Peak strain, hysteresis, and laxity (measure of tendon slack length) were calculated from force–displacement data acquired during fatigue testing. Laxity is a measure of tendon slack length defined as the percentage change in nonrecoverable tendon length compared to its pretest length measured continuously throughout cyclic loading, calculated by Eq. (2). L₀ is the initial length of the specimen and L_s is the length at any given point during fatigue loading measured at a constant force. Although all samples had identical testing protocols in our study, this parameter is dependent on the testing protocol applied

$$L=100\mathrm{\%}\mathrm{*}\frac{L_S-L_0}{L_0}$$ (2)

Tendon and Muscle Sample Collection.

For samples assigned to histological analysis, the supraspinatus muscle, tendon, and humeral head were collected en bloc at the time of sacrifice, as described [45]. The supraspinatus muscle body was excised and embedded in optimal cutting temperature compound, frozen with N-methylbutane in liquid nitrogen, and stored at −80 °C. Tendon–bone complexes were fixed in 4% paraformaldehyde and processed using standard paraffin techniques [45]. Fresh frozen axial sections (10 μm) of the muscle belly were collected and stored at −80 °C prior to immunofluorescent staining for muscle fiber analysis.

Tendon Histology.

Tendon-bone samples designated for histological assessment (n = 8/group) were sagittally sectioned (7 μm) and stained with Hematoxylin-Eosin or Safranin-O/Fast Green using previously established protocols. The tendon insertion and midsubstance were imaged and cell shape and cell density were calculated using commercial software (bioquant osteo II).

Muscle Histology.

Muscle sections were thawed at room temperature for 10 minutes and stained for muscle fiber analysis using established protocols [45]. Sections were blocked with 4% BSA in phosphate buffered saline and were then incubated with primary antibodies against laminin (1:100, L9393, Sigma Aldrich; St. Louis, MO), myosin heavy chain (MyHC) type 1 (1:100, BA-D5), MyHC type 2a (1:100, SC-71), and MyHC type 2b (1:100, BF-F3).
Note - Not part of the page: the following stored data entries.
PR #3514, opened 2024-03-26
WIP: GridPath RA Toolkit wind and solar generation profiles

### LINKED ISSUE #3509: Extract raw aggregated extended wind and solar generation profiles
```[tasklist]
- [x] Decide whether to use existing CSV extraction tooling, or something bespoke
- [x] Create raw asset for the most processed wind data (aggregated, extended)
- [x] Create raw asset for the most processed solar data (aggregated, extended)
- [x] Generalize per-directory raw profile creation into an asset factory
```

### LINKED ISSUE #3510: Transform wind and solar generation profiles into core tables
```[tasklist]
- [x] Build a datetime column and adjust to UTC
- [x] Reshape to tidy data format
- [x] Decide how to combine wind and solar profiles into one table
- [x] Define field & resource metadata / schema
```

Anti-MyHC antibodies were developed by Stefano Schiaffino and were obtained from the Developmental Studies Hybridoma Bank (University of Iowa) [54]. Visualization of primary antibodies was achieved with fluorescent secondary antibodies (antirabbit IgM Alexa 488, 1:100 goat antimouse IgG2b DyLight 405, 1:400 goat antimouse IgG1 Alexa 488, and 1:500 goat antimouse IgM Alexa 546, respectively). Expression of MyHC2x was determined by characterization of unstained fibers. Coverslips were mounted with ProLong Gold Antifade. Images from the superficial and deep regions of the muscle were obtained and imaging planes were used to calculate the Feret diameter. Fiber size and fiber type distribution were characterized using the matlab smash application [55].

Statistical Analysis.

Data were tested for normality and one way ANOVAs with posthoc Student's t-tests with Bonferroni corrections (α = 0.05/3) were used to evaluate differences between groups for mechanical and immunohistochemical properties. Kruskal–Wallis tests with posthoc Dunn's tests were employed for non-normal data sets. All data are presented as mean ± standard deviation.

Results

Mechanical Properties.

Cross-sectional area was significantly increased in male supraspinatus tendons compared to both female and OVX tendons, and OVX tendons were significantly larger than female tendons (Fig. 2(a)). There were no significant differences in transition strain or percent relaxation (Figs. 2(b) and 2(c)). All groups had similar toe or linear moduli (Fig. 3(a)); however, male tendons had increased stiffness at toe and linear strain levels (Fig. 3(b)). Regional differences in modulus across groups were not identified and male and OVX tendons were significantly stiffer than female tendons (data not shown). |E|_freq was decreased in male tendons compared to female and OVX tendons (Fig. 4(a)) and there were few differences in tan(δ) across sex (Fig. 4(b)). |E|_fat was also decreased in male tendons compared to female and OVX tendons (Fig. 5(a)) and k_fat was decreased in female tendons compared to other groups (Fig. 5(b)). Compared to other groups, male tendons had increased hysteresis throughout testing (Fig. 5(c)) but no change in laxity at 50% of the total number of cycles to failure during fatigue loading (Fig. 5(d)). Data sets that were not normally distributed were tan(δ) at 5 and 10 Hz. All other data were normally distributed.

Fig. 3.

Toe and linear modulus and stiffness. There were no differences in toe or linear moduli across groups (a). Male supraspinatus tendons were stiffer than female and OVX tendons in toe and linear regions (b). Data represented as mean and standard deviation, n = 12/group. Significant differences are indicated by solid bars (p < 0.05/3) and trends are indicated by dashed lines (p < 0.1/3).

Fig. 4.

Dynamic properties. Male supraspinatus tendons had significantly decreased |E|_freq than female and OVX tendons (a). There was a trend toward an increase in tan(δ) in females compared to OVX at 10 Hz (b). Non-normal data sets include tan(δ) for females and OVX rats at 5 Hz and males at 10 Hz. Data represented as mean and standard deviation, n = 12/group. Significant differences are indicated by solid bars (p < 0.05/3) and trends are indicated by dashed lines (p < 0.1/3).

Fig. 5.

Fatigue properties. Male supraspinatus tendons had significantly decreased |E|_fat than female and OVX tendons (a) while females had decreased k_fat compared to other groups (b). Hysteresis was greater in male tendons than female and OVX tendons (c). There were no significant differences in laxity at 50% fatigue life (d). Data represented as mean and standard deviation, n = 12/group. Significant differences are indicated by solid bars (p < 0.05/3) and trends are indicated by dashed lines (p < 0.1/3).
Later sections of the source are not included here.